スクリーンに映る風景は、主人公の経験や心境を通しての風景
視点を限定するという描き方に、本作で初めて挑戦した黒沢監督。「いつか撮ってみたい」という思いがあったといいます。
「娯楽映画では少ないんですけど、アート系で世界的に評価されている監督たちの作品にはそういうものが多くあって。リアリティをひしひしと感じることができるんです。今回は、このジャンルの映画にしてくれとか、メジャーな娯楽作品にしなければいけないとかいう制約がなかったものですから、チャレンジしてみました」
主人公・葉子(前田敦子)は、言葉が通じない中、バザールを目指して地図片手に一人でバスに乗り込み、見知らぬ街でさまよい、日暮れを迎え……。黒沢監督のチャレンジにより、観客は自分が葉子になったかのように、緊張したり不安になったり。

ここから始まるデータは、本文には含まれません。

Issue #4990, opened 2020-11-24
When a sector is terminated while sealing on the miner side, deal remains in StorageDealSealing state for client.


dineshshenoy:
From @dirkmc 

It seems that when a sector is terminated while sealing, deal remains in StorageDealSealing state.
For example a deal that went from StorageDealSealing -> StorageDealError (from the client's perspective) when the client restarted:

Nov 20 19:06:23  bafyreichan55tqeegojqjm3lnhjhtr6tqkd4l3t557tryg4kfbry4lpaqa  1367548  f02665   StorageDealSealing                Y (epoch 0)  Y (epoch 0)  baga6ea4seaqgowjicpl453l6matswfg2ftzjoxytcszrztmeaeg5z3ztfxyecoq  7.938 GiB  0.002082448 FIL   520612  false
Nov 20 19:06:23  bafyreichan55tqeegojqjm3lnhjhtr6tqkd4l3t557tryg4kfbry4lpaqa  1367548  f02665   StorageDealError                  Y (epoch 0)  Y (epoch 0)  baga6ea4seaqgowjicpl453l6matswfg2ftzjoxytcszrztmeaeg5z3ztfxyecoq  7.938 GiB  0.002082448 FIL   520612  false  error in deal activation: failed to set up called handler: called check error (h: 263798): failed to look up deal on chain: deal 1367548 not found

One idea that occurs to me is to periodically check if a deal has been terminated while it's in the StorageDealSealing state.

hannahhoward:
Follow-up @dirkmc : We should probably timeout OnDealSectorPreCommitted and OnDealSectorCommitted on the StartEpoch for the deal proposal.

hannahhoward:
^^ @magik6k do you think this will work? It seems to me if we miss the start epoch then the provecommit will fail either way?

hannahhoward:
alternatively now that we are seperating out pre-commit, is there a fixed timeout between pre-commit and prove-commit?

dirkmc:
Missing start epoch is one reason the deal will be terminated. Are there other reasons the deal might be terminated while it's in the AwaitingPreCommit / Sealing state?

dirkmc:
Fixing this will most likely solve https://github.com/filecoin-project/lotus/issues/4977

magik6k:
Yes, timeout on StartEpoch is the correct thing to do here, I believe this is when the deal will be removed from the market actor

Issue #4977, opened 2020-11-23
OnDealExpiredOrSlashed returns error "deal 12345 not found"


dirkmc:
Some miners are reporting errors like
```
applyWithConfidence is triggering events events/events_called.go:252    chain trigger (@H 251012, triggered @ 251018) failed: deal 12345 not found
```

When a deal becomes active, lotus watches until the deal expires or is slashed. A bug was introduced in the code that fetches the deal:
https://github.com/filecoin-project/lotus/blob/375b7a1c4ca52ef63446070bc03f63669750b169/chain/stmgr/utils.go#L302-L304

In fact if the deal is not found an empty deal state should be returned, as is the case further down in the same method:
https://github.com/filecoin-project/lotus/blob/375b7a1c4ca52ef63446070bc03f63669750b169/chain/stmgr/utils.go#L316-L318

dineshshenoy:
This is likely solved on the miner side but we're still seeing it on the client side.

dineshshenoy:
This could be because the sector ID for the deal  in error message didn't properly complete on the miner side (cc: @hannahhoward )

dirkmc:
We have reports that this is also occurring on the miner side in v1.2.0 & v1.2.1

kernelogic:
I have a TON of these messages on my client side.

PR #5061, opened 2020-11-30
Error out deals that are not activated by proposed deal start epoch

dirkmc:
Fixes https://github.com/filecoin-project/lotus/issues/4990

When a deal is terminated by the miner, the client can get stuck in `StorageDealSealing`.

This PR adds functionality to the functions that wait for pre-commit and prove-commit such that they will callback with an error if the chain reaches the proposed start epoch for the deal without the deal being activated.

Fixes https://github.com/filecoin-project/lotus/issues/4977

Provides a better error message for when the deal is not found.
Old: "deal 12345 not found"
New: "deal 12345 not found - deal may not have completed sealing before deal proposal start epoch, or deal may have been slashed"

### DIFF
--- a/markets/storageadapter/ondealsectorcommitted.go
+++ b/markets/storageadapter/ondealsectorcommitted.go
@@ -8,7 +8,6 @@ import (
 	"github.com/filecoin-project/go-address"
 	"github.com/filecoin-project/go-fil-markets/storagemarket"
 	"github.com/filecoin-project/go-state-types/abi"
-	"github.com/filecoin-project/lotus/api"
 	"github.com/filecoin-project/lotus/build"
 	"github.com/filecoin-project/lotus/chain/actors/builtin/market"
 	"github.com/filecoin-project/lotus/chain/actors/builtin/miner"
@@ -20,7 +19,6 @@ import (
 
 type sectorCommittedEventsAPI interface {
 	Called(check events.CheckFunc, msgHnd events.MsgHandler, rev events.RevertHandler, confidence int, timeout abi.ChainEpoch, mf events.MsgMatchFunc) error
-	ChainAt(hnd events.HeightHandler, rev events.RevertHandler, confidence int, h abi.ChainEpoch) error
 }
 
 func OnDealSectorPreCommitted(ctx context.Context, api getCurrentDealInfoAPI, eventsApi sectorCommittedEventsAPI, provider address.Address, dealID abi.DealID, proposal market.DealProposal, publishCid *cid.Cid, callback storagemarket.DealSectorPreCommittedCallback) error {
@@ -33,9 +31,8 @@ func OnDealSectorPreCommitted(ctx context.Context, api getCurrentDealInfoAPI, ev
 	}
 
 	// First check if the deal is already active, and if so, bail out
-	var proposedDealStartEpoch abi.ChainEpoch
 	checkFunc := func(ts *types.TipSet) (done bool, more bool, err error) {
-		deal, isActive, err := checkIfDealAlreadyActive(ctx, api, ts, dealID, proposal, publishCid)
+		isActive, err := checkIfDealAlreadyActive(ctx, api, ts, dealID, proposal, publishCid)
 		if err != nil {
 			// Note: the error returned from here will end up being returned
 			// from OnDealSectorPreCommitted so no need to call the callback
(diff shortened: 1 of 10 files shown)


markets/storageadapter/ondealsectorcommitted.go
```diff
@@ -37,6 +49,10 @@ func OnDealSectorPreCommitted(ctx context.Context, api getCurrentDealInfoAPI, ev
 			return true, false, nil
 		}
 
+		// Save the proposed deal start epoch so we can timeout if the deal
+		// hasn't been activated by that epoch
+		proposedDealStartEpoch = deal.Proposal.StartEpoch
```
hannahhoward, line 54: note: you don't need to do this in checkFun since deal proposal is already a parameter to this function

markets/storageadapter/ondealsectorcommitted.go
```diff
@@ -96,13 +112,28 @@ func OnDealSectorPreCommitted(ctx context.Context, api getCurrentDealInfoAPI, ev
 		return xerrors.Errorf("failed to set up called handler: %w", err)
 	}
 
+	// If the deal hasn't been activated by the proposed start epoch, timeout
+	// the deal
+	timeoutOnProposedStartEpoch(dealID, proposedDealStartEpoch, eventsApi, func(err error) {
```
hannahhoward, line 117: I am curious if this needs to be a seperate call, or, if you can simply use the timeout functionality of the eventsApi.Called API. Note the fifth function parameter says events.NoTimeout, but this can be a timeout. It may be a duration which would make it potentially not super workable, but getting the current epoch is fairly trival. As I understand it, if the eventsAPI times out, the `called` func will be called but the msg param will be nil -- you can see we actually have a check for that, but it probably is never met cause of the events.NoTimeout parameter. Anyway, this may be worth investigating, since it could simplify the code quite a bit.

hannahhoward (approved):
I think it's worth investingating the timeout functionality builtin to Events.Called, though, I guess I wouldn't hold up merge on it.

markets/storageadapter/ondealsectorcommitted.go
dirkmc: Ah yeah you're right, that's a better idea 👍

markets/storageadapter/ondealsectorcommitted.go
```diff
@@ -55,9 +68,11 @@ func OnDealSectorPreCommitted(ctx context.Context, api getCurrentDealInfoAPI, ev
 			}
 		}()
 
-		// Check if waiting for pre-commit timed out
+		// If the deal hasn't been activated by the proposed start epoch, the
+		// deal will timeout (when msg == nil it means the timeout epoch was reached)
 		if msg == nil {
-			return false, xerrors.Errorf("timed out waiting for deal %d pre-commit", dealID)
+			err := xerrors.Errorf("deal %d was not activated by proposed deal start epoch %d", dealID, proposal.StartEpoch)
```
magik6k, line 74: Shouldn't this be
```suggestion
			err = xerrors.Errorf("deal %d was not activated by proposed deal start epoch %d", dealID, proposal.StartEpoch)
```
for the defer thing to work?

markets/storageadapter/ondealsectorcommitted.go
```diff
@@ -92,14 +107,22 @@ func OnDealSectorPreCommitted(ctx context.Context, api getCurrentDealInfoAPI, ev
 		return nil
 	}
 
-	if err := eventsApi.Called(checkFunc, called, revert, int(build.MessageConfidence+1), events.NoTimeout, matchEvent); err != nil {
+	if err := eventsApi.Called(checkFunc, called, revert, int(build.MessageConfidence+1), timeoutEpoch, matchEvent); err != nil {
```
magik6k, line 110: Here too

magik6k (commented):
Just 1 thing

markets/storageadapter/ondealsectorcommitted.go
dirkmc: I think this one is ok because it's returned from the function directly, it's not passed back with a callback

magik6k (approved):

kernelogic:
Is it a better practice to specify a startepoch much later to allow more time to seal?

dirkmc:
It depends on the individual miner. If the miner is already overloaded and struggling to seal in time, setting the proposed deal start epoch to a later time may not help much.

「映っている風景にももちろん何か物語を語ってもらいたいんですが、同時に、そこにいる主人公も観てもらいたい。だから、あまりに素晴らしい、美しすぎる場所だと、人物に目が行かないですよね。観客は景色に目を奪われてしまいますから。もちろん美しい映像もたっぷり撮りましたが、それはあくまで主人公が経験とか心境とか、彼女が置かれている立場を通しての風景で。そこから切り離して“ほら、こんなに風景が美しいでしょ?”というような映像は慎もうと思っていました。別の言い方をすると、見知らぬ国に行って、知らない場所をうろうろする人は目の前しか見ていませんから、だいたい街とか風景って、これぐらいに見えているだろうということを考えて撮りました」
スクリーンに収まる前田敦子さんのサイズが絶妙。葉子の緊張や不安がよりリアルに伝わり、観客自身が旅をしているような気持ちに。